Make sure you have run this before the demo, because some steps take time and require a decent internet connection.

  1. Make sure you have your AWS account set up, access key created, and added as environment variables in AWS_ACCESS_KEY_ID and AWS_SECRET_ACCESS_KEY. Protip: Use https://github.com/sorah/envchain to keep your environment variables safe.
  2. Create the Elastic Cloud instance with the same version as specified in variables.yml's elastic_version, enable Kibana as well as the GeoIP & user agent plugins, and set the environment variables with the values for ELASTICSEARCH_HOST, ELASTICSEARCH_USER, ELASTICSEARCH_PASSWORD, KIBANA_HOST, KIBANA_ID, MYSQL_USER, and MYSQL_PASSWORD.
  3. Change into the lightsail/ directory.
  4. Change the settings to a domain you have registered under Route53 in inventory, variables.tf, and variables.yml. Set the Hosted Zone for that domain and export the Zone ID under the environment variable TF_VAR_zone_id. If you haven't created the Hosted Zone yet, you should set it up in the AWS Console first and then set the environment variable.
  5. If you haven't installed the AWS plugin for Terraform, get it with terraform init first. Then create the keypair, DNS settings, and instances with terraform apply.
  6. Open HTTPS on the network configuration on the frontend and monitor instances, MySQL on the backend instance, and TCP 8200 on the monitoring instance (waiting for this Terraform issue).
  7. Apply the base configuration to all instances with ansible-playbook configure_all.yml.
  8. Apply the instance specific configurations with ansible-playbook configure_backend.yml and ansible-playbook configure_monitor.yml.
  9. Deploy the JAR with ansible-playbook deploy_frontend.yml (Ansible is also building it).

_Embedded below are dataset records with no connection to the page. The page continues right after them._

PR #305, opened 2022-05-18
Enable e2e testing against custom Terraform executable

kmoe:
If the env var `TFEXEC_E2ETEST_TERRAFORM_PATH` is set to the path of a valid local Terraform executable, when e2e tests are run, only tests appropriate to that executable's version will be run.

This involves both the `runTest()` and `runTestVersions()` codepaths, since both are used in e2e tests.

The code here is quite awkward due to the need to support multiple codepaths. Happy to refactor more if we prefer.

### DIFF
--- a/tfexec/internal/e2etest/util_test.go
+++ b/tfexec/internal/e2etest/util_test.go
@@ -45,6 +45,11 @@ func runTest(t *testing.T, fixtureName string, cb func(t *testing.T, tfVersion *
 	// valid Terraform executable, only tests appropriate to that
 	// executable's version will be run.
 	if localBinPath := os.Getenv("TFEXEC_E2ETEST_TERRAFORM_PATH"); localBinPath != "" {
+		// By convention, every new Terraform struct is given a clean
+		// temp dir, even if we are only invoking tf.Version(). This
+		// prevents any possible confusion that could result from
+		// reusing an os.TempDir() (for example) that already contained
+		// Terraform files.
 		td, err := ioutil.TempDir("", "tf")
 		if err != nil {
 			t.Fatalf("error creating temporary test directory: %s", err)
--- a/tfexec/internal/e2etest/util_test.go
+++ b/tfexec/internal/e2etest/util_test.go
@@ -41,6 +41,32 @@ func runTest(t *testing.T, fixtureName string, cb func(t *testing.T, tfVersion *
 		versions = strings.Split(override, ",")
 	}
 
+	// If the env var TFEXEC_E2ETEST_TERRAFORM_PATH is set to the path of a
+	// valid Terraform executable, only tests appropriate to that
+	// executable's version will be run.
+	if localBinPath := os.Getenv("TFEXEC_E2ETEST_TERRAFORM_PATH"); localBinPath != "" {
+		td, err := ioutil.TempDir("", "tf")
+		if err != nil {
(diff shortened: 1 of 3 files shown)


tfexec/internal/e2etest/util_test.go
```diff
@@ -41,6 +41,32 @@ func runTest(t *testing.T, fixtureName string, cb func(t *testing.T, tfVersion *
...
+	// valid Terraform executable, only tests appropriate to that
+	// executable's version will be run.
+	if localBinPath := os.Getenv("TFEXEC_E2ETEST_TERRAFORM_PATH"); localBinPath != "" {
+		td, err := ioutil.TempDir("", "tf")
+		if err != nil {
+			t.Fatalf("error creating temporary test directory: %s", err)
+		}
+		t.Cleanup(func() {
+			os.RemoveAll(td)
+		})
```
radeksimko, line 54: Is there a reason we have to _create_ a directory for the execution of `terraform version`? Wouldn't it suffice to use  [`os.TempDir()`](https://pkg.go.dev/os#TempDir)?

tfexec/internal/e2etest/util_test.go
```diff
@@ -63,12 +89,12 @@ func runTestVersions(t *testing.T, versions []string, fixtureName string, cb fun
 				os.RemoveAll(td)
 			})
 
-			// TODO: do this in a cleaner way than string comparison?
 			var execPath string
-			switch {
-			case strings.HasPrefix(tfv, "refs/"):
+			if localBinPath := os.Getenv("TFEXEC_E2ETEST_TERRAFORM_PATH"); localBinPath != "" {
+				execPath = localBinPath
+			} else if strings.HasPrefix(tfv, "refs/") {
```
radeksimko, line 95: I'm wondering if long-term we could just get rid of this entirely and assume that if Terraform is built from scratch, then it's done outside of tfexec and path to the binary is passed via `TFEXEC_E2ETEST_TERRAFORM_PATH`? 🤔 

Not sure how many tests actually still use this though.

radeksimko (approved):
Just two minor questions, but not necessarily blocking.

tfexec/internal/e2etest/util_test.go
kmoe: Perhaps this is a little paranoid. The failure case for using `os.TempDir()` is that it contains some Terraform configuration files that somehow in a future version of Terraform affect the result of `terraform version`. I agree this is pretty unlikely. I do, however, like our convention that during tests, every time a new `Terraform{}` is initialised it is in a totally clean directory.

radeksimko: Good point - I _think_ it _already_ behaves differently depending on path, because it shows versions of installed providers. So - good call to execute in a clean directory.

Maybe just leave a comment to explain _why_ we're doing that for future ourselves?

tfexec/internal/e2etest/util_test.go
radeksimko: Yeah - I admit it would be a lot to ask as part of this PR, but it just seemed appealing from the perspective of reducing the surface of the library, if building it outside is an option now with your new ENV variable.

kmoe: Opened https://github.com/hashicorp/terraform-exec/issues/318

When you are done, remove the instances, DNS settings, and key with terraform destroy.

Let's Debug

Prerequisite: Make sure MySQL is stopped and restart the Java app so it won't successfully come up.

  1. Heartbeat dashboard: Site is indeed down
  2. Metricbeat system dashboard: Check the system, which servers do you even have, what is running, the load,...
  3. Kibana monitoring: You can also get an overview of the system here — specifically in the Beats section.
  4. Logs: Discuss why you don't want to parse the LOG and we are using JSON instead. Filter down to application:frontend and json.severity:ERROR. You can see that something is happening with MySQL, so check if Heartbeat is collecting the data? It is, it's just not part of the dashboard.
  5. Custom visualization: Build a custom visualization to show that MySQL is down. For example a horizontal bar, filter on tcp.port:3306 and split the Date histogram on monitor.status. So something is up with MySQL — time to look at the logs again.
  6. Filebeat system discover: In Filebeat filter to fileset.module:system and search for mysql. You will find an entry Stopping MySQL Community Server... — wondering what happened there.
  7. Auditbeat discover: Search for mysql in the Auditbeat data. Find the actual command that shut down MySQL, which should be sudo service mysql stop. So now you know what happened and who did it.
  8. Restart MySQL via SSH and then the Java application with ansible-playbook restart_frontend.yml, so we have the event for annotations later on.
  9. Insert some data and let the audience go wild on the application.
  10. Packetbeat dashboards: Show Overview, flows, HTTP, and MySQL.
  11. Filebeat nginx dashboard: Show similar data as Packetbeat HTTP.
  12. Metricbeat visualization: Show the collection of application metrics with HTTP and JMX. Visualize it in the visual builder by dividing the average of jolokia.metrics.memory.heap_usage.used with the max of jolokia.metrics.memory.heap_usage.max. Also annotate from the events index with the fields user, application, host and use the row template {{user}} ran {{application}} on {{host}}.
  13. APM: Show the init calls — it's kind of expected that they are slow. But why is search doing so many SQL queries? David will need to fix that.
  14. SSH dashboard: Ask if anybody tried to SSH into the machine and show the status.
  15. Alerting: If asked about alerting, show the check for Heartbeat data (checks every minute if at least 2 pings failed in the last 5 minutes).
  16. Machine learning: Optionally add the default nginx jobs. If the service has been running for a while you can see the anomaly when it's down. Though it doesn't use the full potential since we don't have a recurring usage pattern on the site.